And I thought I was a lame in the flesh DM.


----------



## Shalimar

I don't have any face to face games any more.  Just no time for it really.  I could make time, but the people I know who game have horror stories about their games that make me not want to get in on those.

I just picked up the PDF and it rocks quite heartily.


----------



## Agamon

Aw, that sucks, I feel for you guys (that sounded sarcastic, but it's not).  My bad experiences have been online, actually.  This is one of the two decent online games I've played, and I've tried many.  Without this game and my tabletop games, I'd probably leave the hobby.

Looking forward to that book.  I'm waiting for a couple others from Amazon anyway, so I just added it on.


----------



## KaintheSeeker

Man.. listen to the crickets.. Toki is definitely WAY off the track for now. 

Well back to Bioshock for me


----------



## KaintheSeeker

Tokiwong said:
			
		

> I am alive, sorry been very busy, got Blizzcon this year.
> 
> I have not forsaken you...





This was on August 6th.. has anyone seen any hint of Toki since?
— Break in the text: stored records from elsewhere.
Issue #11487, opened 2019-04-17
NoResults view controller VoiceOver: suggested improvements for root view, multiline descriptions, and first element read


designsimply:
Steps to reproduce:

1. Go to Settings > General > Accessibility > VoiceOver and toggle the setting on.
1. Go to WPiOS > My Sites > [any site] > Blog Posts > Search, enter text until you see no results.
1. Are the contents of the screen announced properly? Try accessing the things on the screen.
1. Go to Trashed. Repeat step 3.
1. Go to Scheduled. Repeat step 3.
1. Go to Reader > Saved Posts. Repeat step 3. (Note the bookmark icon is not read aloud.)
1. Go to Notifications > Comments and Likes. Repeat step 3.
1. Go to Reader > My Likes. Repeat step 3.

Result: when using VoiceOver, screens with no results are difficult to work with. ([2m2s](https://cloudup.com/ciWHIWb6FXI))

Note: testing this is easier when using a newer site without very much content.

<img src="https://user-images.githubusercontent.com/1119271/56323176-4d00e080-6128-11e9-8216-b0a7063cc56a.png" width="200" alt="noresults-blog-posts-search"> <img src="https://user-images.githubusercontent.com/1119271/56323174-4d00e080-6128-11e9-80f4-3f475f534d74.png" width="200" alt="noresults-reader-saved-posts"> <img src="https://user-images.githubusercontent.com/1119271/56323173-4c684a00-6128-11e9-9106-cd872fe9e59b.png" width="200" alt="noresults-notifications-comments">
<p style="clear:both;"><sup>Tested with WP Internal 12.2.0.20190412 on iPhone 6S iOS 12.2.</sup></p>

Suggested improvements noted by @etoledom:

* The root view should be a whole accessibility element to avoid VoiceOver from reading elements behind it. This element is used in many areas of the app and can be super confusing for a VoiceOver user.
* The description is not read properly by VoiceOver when it’s multiline.
* It would be great if the no results title is the first element VoiceOver reads when a new screen is accessed. (Not sure if possible)

<p style="clear:both;"><sub>(internal reference: p77Llu-bQ6-p2 h/t @etoledom)</sub></p>

designsimply:
Adding to Groundskeeping for review because it has a `[Pri] High` label.

shiki:
> It would be great if the no results title is the first element VoiceOver reads when a new screen is accessed

[...]

PR #12943, opened 2019-11-13
[VoiceOver] NoResultsView enhancements

shiki:
Refs #11487 and #12906. 

This changes the `NoResultsViewController` so that the full view is accessible instead of just the title and subtitle as suggested in #11487. This makes the “no results” message easily discoverable by VoiceOver users. They do not need to have their finger travel far to _find_ the message.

I asked Shalimar already and neither of us have seen him since.


Blizzcon is pretty much over.


----------



## Samnell

KaintheSeeker said:
			
		

> This was on August 6th.. has anyone seen any hint of Toki since? I asked Shalimar already and neither of us have seen him since.




I haven't seen him, and all of my Toki traps are undisturbed. Maybe I should try baiting them. What would you bait a Toki trap with? Glowing purple people? Anime android girls? Disturbing flashbacks? Heroes DVDs? Pie?


----------



## KaintheSeeker

Samnell said:
			
		

> I haven't seen him, and all of my Toki traps are undisturbed. Maybe I should try baiting them. What would you bait a Toki trap with? Glowing purple people? Anime android girls? Disturbing flashbacks? Heroes DVDs? Pie?
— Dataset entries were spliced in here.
PR #12794, opened 2019-10-28
[Stats] remove old code

ScoutHarris:
Ref #10975
WPKit PR: https://github.com/wordpress-mobile/WordPressKit-iOS/pull/193
WPUI PR: https://github.com/wordpress-mobile/WordPressUI-iOS/pull/46

The main point if this PR is to remove the `WordpressComStatsiOS.framework` (which accounts for the massive change count). 

However, when I did so, there were several warnings about duplicate methods. Here's how I addressed them:

---
- warnings: 
  - instance method 'flashRowAtIndexPath:scrollPosition:flashLength:completion:' conflicts with same method from another category
  - instance method 'deselectSelectedRowWithAnimation:' conflicts with same method from another category
- Fix: Removed `UITableView+Extensions` from the Share extension, let it use the same methods from WordPressUI.

---
- warning: instance method 'trimNewlines' conflicts with same method from another category
- Fix: Removed `trimNewlines` from WPiOS, let it use the same method from WordPressKit.

---
- warnings: 
  - instance method 'initWithMinLineHeight:maxLineHeight:lineBreakMode:alignment:' conflicts with same method from another category
  - instance method 'initWithMinLineHeight:lineBreakMode:alignment:' conflicts with same method from another category
- Fix: Removed `NSMutableParagraphStyle+Helpers` from WPiOS, let it use the same methods from WordPressKit.

---
- warning: instance method 'setValueIfNotNil' conflicts with same method from another category
- Fix: Removed `NSMutableDictionary+Helpers` from WPiOS, let it use the same method from WordPressKit.

---
- warning: instance method 'md5' conflicts with same method from another category
- Fix: This method exists in WordPressUI and WordPressKit. I didn't want to remove functionality from either, so I renamed the WordPressUI method to `md5Hash`.

---
To test:
- Clean + build the app.
- Verify there are no errors or warnings regarding duplicate methods.
- Verify Stats works as expected.

---
Update release notes:

- [x] I have considered if this change warrants user-facing release notes and have added them to `RELEASE-NOTES.txt` if necessary.

PR #12580, opened 2019-09-30
Do not automatically retry upload after 3 failures

leandroalonso:
Fixes #12369

# To test

## Scenario 1: offline publishing

While offline:
1. Create and publish a post
2. Check that both the toast and the post card says: "Post will be published next time..."
3. Restart the app
4. Check that both the toast and the post card says: "Post couldn't be published. We'll try again later"
5. Restart the app and check the same behavior as above
6. Restart again and check that the post failed and that the message "Couldn't perform operation. Post not published" is shown

## Scenario 2: offline drafting

While offline:
1. Create and publish a post
2. Check that both the toast and the post card says: "Draft will be uploaded next time..."
3. Restart the app
4. Check that both the toast and the post card says: "Post couldn't be drafted. We'll try again later"
5. Restart the app and check the same behavior as above
6. Restart again and check that the post failed and that the message "Couldn't perform operation. Post not drafted" is shown

## Scenario 3: restart after 3 failures

1. While offline, add a post and make sure to reach the message "Couldn't perform operation. Post not published" (you can do that by restarting the app at least 3 times)
2. Click retry.
3. While offline, this should mark the post to be auto-uploaded later
4. If online, the bost should be uploaded right away

Update release notes:

- [x] I have considered if this change warrants user-facing release notes and have added them to `RELEASE-NOTES.txt` if necessary.
- [x] If it's feasible, I have added unit tests.

PR #12972, opened 2019-11-19
Fix warnings in localize.py

loremattei:
This PR fixes two warnings issued by `Scritps/localize.py`:
1. https://github.com/wordpress-mobile/WordPress-iOS/pull/12794 removed `WordPressComStatsiOS`, so this PR removes it from the list of the source frameworks.
2. https://github.com/wordpress-mobile/WordPress-iOS/pull/12580 added this helper file https://github.com/wordpress-mobile/WordPress-iOS/blob/develop/WordPress/WordPressTest/I18n.swift that triggers an error in `genstrings` because it passes a not literal string as the argument. Since this is only used as a helper for some tests, this PR makes sure it's not analyzed by `genstrings`.

_Note_: this is an ugly fix for an ugly script that's overdue for an update to new technologies. Since we'll have to throw this one away in order to be able to make use of some of the new features with strings, I opted for the easiest (though horrible) fix.
 
### To test:
1. Checkout a test branch from `develop` on your local machine (don't push it).
2. Run `Scripts/localize.py`. This will update `localizable.strings`.
3. Commit the changes in your test branch.
4. Cherry pick the updated script from this branch to your test branch.
5. Run the new `Scripts/localize.py` and verify that the warnings are gone and that the branch is clean.
6. Delete the test branch.

Update release notes:

### DIFF
--- a/Scripts/localize.py
+++ b/Scripts/localize.py
@@ -134,9 +134,9 @@ def localize(path, language, include_pods_and_frameworks):
 
     # TODO: This is super ugly, we have to come up with a better way of doing it
     if include_pods_and_frameworks:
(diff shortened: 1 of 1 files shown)


loremattei:
Thanks for checking this!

Well you won't have to worry about catching me with the dvd set.. I'm watching my copy right now (taking a break from Bioshock)


----------



## KaintheSeeker

Yup.. darn game is deader than hope. It's been like almost a month with nothing from toki.

Well it was fun.


----------



## Agamon

Eh, another unscheduled break. Toki's obviously a bit busy, but we'll see him again, I'm sure.


----------



## Agamon

KaintheSeeker said:
			
		

> This was on August 6th.. has anyone seen any hint of Toki since? I asked Shalimar already and neither of us have seen him since.
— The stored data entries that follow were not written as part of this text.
PR #328, opened 2021-08-31
[HELPS-981] Add React Whispers

richseviora:
I traded my soul for some React. Remember React? It's back, but in Whisper form.

This PR:

- Adds an implementation of the React host configuration to support creating and updating Whispers.
- Adds some high level usage instructions and a working example.
- Removes the Jest mocking of the `console` object and makes our tests silent by default.


ldk/javascript/src/whisper/react/renderer-config.ts
```diff
@@ -0,0 +1,330 @@
...
+export const config: CoreConfig & PersistenceConfig = {
+  afterActiveInstanceBlur: undefined,
+  akeOpaqueHydratingObject: undefined,
+  appendChildToContainerChildSet(childSet: ChildSet, child: Instance | TextInstance): ChildSet {
+    // eslint-disable-next-line @typescript-eslint/no-explicit-any -- just need to check type that doesn't exist in Instance
+    if ((child as any).type !== 'whisper') {
+      throw new Error('oh-whisper must be top-level element');
+    }
+    // In this function we are adding the Whisper properties to the ChildSet.
+    const whisper = (child as unknown) as NewWhisper;
```
nickharder88, line 151: Type predicates could be an efficient way to keep  type safety in a couple places here.

https://www.typescriptlang.org/docs/handbook/2/narrowing.html#using-type-predicates

ldk/javascript/src/whisper/react/renderer-config.ts
```diff
@@ -0,0 +1,330 @@
...
+  ): Instance {
+    const value: any = {
+      ...instance,
+      ...newProps,
+    };
+    delete value.children;
+    if (!keepChildren && value.components) {
+      value.components = [];
+    }
+    getHandlerByTagType(type).assignTextChildren?.(instance, newProps);
```
nickharder88, line 203: If we're cloning the instance, why are we assigning text children to the old instance and not to the "value"?

(I could be misunderstanding this function)

ldk/javascript/src/whisper/react/renderer-config.ts
```diff
@@ -0,0 +1,330 @@
...
+  isOpaqueHydratingObject(value: any): boolean {
+    return false;
+  },
+  isPrimaryRenderer: true,
+  makeClientId: undefined,
+  makeClientIdInDEV: undefined,
+  makeOpaqueHydratingObject: undefined,
+  noTimeout: undefined,
+  now(): number {
+    return 0;
```
nickharder88, line 292: Their documentation states - "You can proxy this to performance.now() or its equivalent in your environment.". Does returning 0 have any side effects?

ldk/javascript/src/whisper/react/whisper-render-instance.ts
```diff
@@ -0,0 +1,58 @@
...
+  private onCloseHandler: undefined | (() => Promise<void>);
+
+  async createOrUpdateWhisper(whisperData: NewWhisper | UpdateWhisper): Promise<void> {
+    if (this.status === RenderInstanceStatus.Closed) {
+      return;
+    }
+    if (this.whisper == null) {
+      await this.createWhisper(whisperData as NewWhisper);
+    } else {
+      if (this.status !== RenderInstanceStatus.Created) {
```
nickharder88, line 33: Redundant if layer? else if could be used

ldk/javascript/src/whisper/react/whisper-render-instance.ts
```diff
@@ -0,0 +1,58 @@
...
+export class WhisperRenderInstance implements WhisperRenderingInterface {
+  private status: RenderInstanceStatus = RenderInstanceStatus.NotCreated;
+
+  private whisper: Whisper | undefined;
+
+  private onCloseHandler: undefined | (() => Promise<void>);
+
+  async createOrUpdateWhisper(whisperData: NewWhisper | UpdateWhisper): Promise<void> {
+    if (this.status === RenderInstanceStatus.Closed) {
+      return;
```
nickharder88, line 28: Should this do something harsher than just a return? Below, if the status is in an invalid state then we throw an error. Would this be considered an invalid state?

ldk/javascript/package.json
```diff
@@ -35,7 +35,10 @@
     "url": "https://github.com/open-olive/loop-development-kit/issues"
   },
   "devDependencies": {
+    "@babel/plugin-transform-react-jsx": "^7.14.5",
     "@types/jest": "^26.0.22",
+    "@types/react": "^17.0.14",
+    "@types/react-reconciler": "^0.26.3",
```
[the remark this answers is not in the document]
richseviora: Great catch! I called that out in the readme but forgot to update that here. I think I'm actually going to pin it to the specific version until we get a better sense of what they're actually doing with versioning.

ldk/javascript/src/whisper/react/renderer-config.ts
richseviora: I'm a big fan of using type predicates, though I'm not 100% sure it makes sense in this particular context. Normally I'd use a type predicate to figure out which type I've gotten from a union type or something reasonably specific, and here I'm skirting around the `Instance` type being defined as `WhisperComponent<WhisperComponentType>`, and in this particular case the `child` is not actually part of that type because I've introduced a psuedo-component that doesn't actually exist in the Olive Helps context.

... though as I type this out, I'm wondering whether I should instead include the Whisper psuedo-component in the `Instance` type and guard against it elsewhere.

I'll play around with it and see what that looks like

ldk/javascript/src/whisper/react/renderer-config.ts
richseviora: Nah you got it right, this was an oversight that I didn't catch. Thanks for the catch :)

ldk/javascript/src/whisper/react/whisper-render-instance.ts
richseviora: Yep! Good catch :)

ldk/javascript/src/whisper/react/whisper-render-instance.ts
richseviora: This was an interesting area and I'm not 100% sure what to do yet. 

When I'm unmounting components after the Whisper has been closed, I'm still getting a final call to this function to update the container with no components.  I don't see a way to "destroy" a container.

ldk/javascript/src/whisper/react/renderer-config.ts
richseviora: I ended up handling this one a bit differently :)

ldk/javascript/src/whisper/react/component-handlers.ts
```diff
@@ -0,0 +1,255 @@
+/* eslint-disable */
```
cshields-oliveai, line 1: Did you intend to keep the eslint ignoring the entire file?

ldk/javascript/src/whisper/react/readme.md
```diff
@@ -0,0 +1,61 @@
...
+
+**Warning** this is all experimental and there may be bugs. Please open issues as you run into them!
+
+You can now use React to manage your Whispers! In just the same way you can use React to create and update complex user interfaces in HTML, you can use React to create and update Whispers in Olive Helps.
+
+## Technical Summary
+
+We've developed a custom React Host Configuration that handles creating and updating Whispers. It treats each Whisper as a separate container.
+
+TODO: Add more words.
```
cshields-oliveai, line 11: leave this TODO in?

ldk/javascript/src/whisper/react/component-types.ts
```diff
@@ -0,0 +1,81 @@
+import { ReactNode } from 'react';
+import * as Whisper from '../types';
+import { WhisperHandler } from '../types';
+
+/**
+ * @internal
```
cshields-oliveai, line 6: Will these annotations prevent these from being picked up in our generated documentation?

ldk/javascript/src/whisper/react/component-types.ts
```diff
@@ -0,0 +1,81 @@
...
+  'oh-select': SelectProps;
+  'oh-section-title': SectionTitleProps;
+  'oh-telephone': TelephoneProps;
+  'oh-text-input': TextInputProps;
+  'oh-whisper': WhisperProps;
+}
+
+declare global {
+  // eslint-disable-next-line @typescript-eslint/no-namespace -- needed to populate jsx components
+  namespace JSX {
```
cshields-oliveai, line 78: Is this merging in the `HelpsComponents` types into the `JSX` namespace? Can you explain this declaration?

ldk/javascript/src/whisper/react/renderer-config.ts
```diff
@@ -0,0 +1,336 @@
...
+  supportsMutation: boolean;
+  supportsPersistence: boolean;
+  supportsHydration: boolean;
+
+  getInstanceFromNode(node: any): any;
+
+  isOpaqueHydratingObject(value: any): boolean;
+
+  makeOpaqueHydratingObject: any;
+  akeOpaqueHydratingObject: any;
```
cshields-oliveai, line 101: Was it intended to include both `makeOpaqueHydratingObject` and `akeOpaqueHydratingObject`? Seems like a refactor gone wrong.

ldk/javascript/src/whisper/react/renderer.test.tsx
```diff
@@ -0,0 +1,357 @@
...
+      reject = reject1;
+    });
+    return {
+      promise,
+      resolve: resolve!,
+      reject: reject!,
+    };
+  }
+
+  describe('writing new whisper', () => {
```
cshields-oliveai, line 76: Good tests.

ldk/javascript/src/whisper/react/renderer.test.tsx
```diff
@@ -0,0 +1,357 @@
...
+      );
+      await deferred.promise;
+
+      const button = mocked(whisperInterface.createOrUpdateWhisper).mock.calls[0][0]
+        .components[0] as Button;
+      button.onClick(undefined, null as any);
+
+      expect(whisperInterface.createOrUpdateWhisper).toHaveBeenCalledWith({
+        label: 'whisper.label',
+        onClose: expect.any(Function),
```
cshields-oliveai, line 265: Could you check that the same `onClose` function is being sent to the whisperInterface? Or is the reference to that function being lost in mapping?

cshields-oliveai: Probably don't have to cover it in every test but it could be worthwhile instead of just `expect.any(Function)`

cshields-oliveai (approved):

ldk/javascript/src/whisper/react/component-handlers.ts
richseviora: Nope! Thanks for the catch!

ldk/javascript/src/whisper/react/component-types.ts
richseviora: When parsing JSX, Typescript looks into the `JSX` namespace in the global scope and accesses the `IntrinsicElements` interface to see what are valid elements.

I initially added the elements in the `HelpsComponent` interface directly, but that meant I couldn't differentiate between the HTML elements added in the `@types/react` package in other contexts, so I pulled it out here.

ldk/javascript/src/whisper/react/renderer-config.ts
richseviora: Nope, it was a typo or something! Gone

ldk/javascript/src/whisper/react/renderer.test.tsx
richseviora: The identity does change here, I intercept it in the WhisperInstanceWrapper

ldk/javascript/src/whisper/react/readme.md
richseviora: Yeah I'll tackle additional documentation in HELPS-1008

ldk/javascript/src/whisper/react/component-handlers.ts
```diff
@@ -0,0 +1,258 @@
...
+    case WhisperComponentType.Select:
+      return selectHandler;
+    case WhisperComponentType.Telephone:
+      return telephoneHandler;
+    case WhisperComponentType.TextInput:
+      return textInputHandler;
+    case WhisperComponentType.SectionTitle:
+      return sectionTitleHandler;
+    default:
+      assertUnreachable(type);
```
RusGraf, line 198: I understand that it is a last statement, but for the sake if anyone will be extending this functionality, will it make more sense to add `break;` at the end of the default case?

ldk/javascript/src/whisper/react/renderer-config.ts
```diff
@@ -0,0 +1,337 @@
...
+  ): Instance;
+
+  cloneHiddenTextInstance(
+    instance: Instance,
+    text: string,
+    internalInstanceHandle: any,
+  ): TextInstance;
+}
+
+export const config: CoreConfig & PersistenceConfig = {
```
RusGraf, line 150: Do we have a sufficient unit test coverage for this? I see some business logic and it worries me that we could fat finger/brake it.

ldk/javascript/src/whisper/react/renderer-config.ts
```diff
@@ -0,0 +1,337 @@
...
+      value.key = internalInstanceHandle.key;
+    }
+    getHandlerByTagType(type).assignTextChildren?.(value, newProps);
+    return value;
+  },
+  createContainerChildSet(container: Container): ChildSet {
+    return {
+      label: '',
+      components: [],
+      // eslint-disable-next-line @typescript-eslint/no-empty-function
```
RusGraf, line 217: this is pretty minor, but documentation recommends to do:
`
onclose: () => {
  // do nothing.
}
`
https://eslint.org/docs/rules/no-empty-function

ldk/javascript/src/whisper/react/renderer-config.ts
richseviora: This configuration is consumed by the renderer which we test thoroughly; if we were to make any breaking changes here (like failing to return created objects) then that'll show up in those tests as whispers that weren't correctly created/updated.

ldk/javascript/src/whisper/types.ts
```diff
@@ -1,3 +1,10 @@
+/**
+ * REMINDER: Whenever you add (or remove) components from this file, you MUST
```
RusGraf, line 2: Nice, thanks for adding this comment.

ldk/javascript/src/whisper/react/renderer-config.ts
RusGraf: I see.

RusGraf (approved):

I did notice he was in his gmail account a week or so ago.  I almost messaged him, but decided that if wanted to tell us what's up, he'd come here and do so.


----------



## KaintheSeeker

Agamon said:
			
		

> I did notice he was in his gmail account a week or so ago.  I almost messaged him, but decided that if wanted to tell us what's up, he'd come here and do so.





Well at least he's okay. If he's on to get his email he's okay (wish I still had his email  )


----------



## Samnell

KaintheSeeker said:
			
		

> Yup.. darn game is deader than hope. It's been like almost a month with nothing from toki.




It's been more than that before. As long as we still love Viking priestesses, ninja girls from the future, androgynous boy-girls in speedoes, androids, androgynous elf-boys from other dimensions, and tolerate irritating purple guys doomed to die, Toki shall return.


----------



## Hammerhead

Man, a mere month of downtime and we have people giving up? Intolerable! Inconceivable!

Toki is like James Bond. He will return.


----------



## Samnell

Hammerhead said:
			
		

> Toki is like James Bond. He will return.




He's chronic; that's why he's Evil Toki.


----------



## Aenion

In Toki we trust


----------



## Hammerhead

Aenion said:
			
		

> In Toki we thrust




We thrust? Like with a foil or something?


----------



## Aenion

Hammerhead said:
			
		

> We thrust? Like with a foil or something?




Doh, English is not my first language remember


----------



## Samnell

Aenion said:
			
		

> Doh, English is not my first language remember




No, it's ok. We just usually ask first in the US.


----------



## KaintheSeeker

Aenion said:
			
		

> Doh, English is not my first language remember





You do better than I do in French (the language I studied in high school)


----------



## KaintheSeeker

So it's what.. 2 months no word?


----------



## Samnell

KaintheSeeker said:
			
		

> So it's what.. 2 months no word?




It's been longer.


----------



## Hammerhead

Samnell said:
			
		

> It's been longer.




So what are we thinking here? Kidnapping?


----------



## Samnell

Hammerhead said:
			
		

> So what are we thinking here? Kidnapping?




Androgynous superhero overdose?


----------



## Hammerhead

Samnell said:
			
		

> Androgynous superhero overdose?




You think Toki reads a lot of Marvel comics then? 

No, I was thinking of a *solution* to our problem, not the root cause. Track him down via the Internet, grab him, and force him to post something.


----------



## Samnell

Hammerhead said:
			
		

> You think Toki reads a lot of Marvel comics then?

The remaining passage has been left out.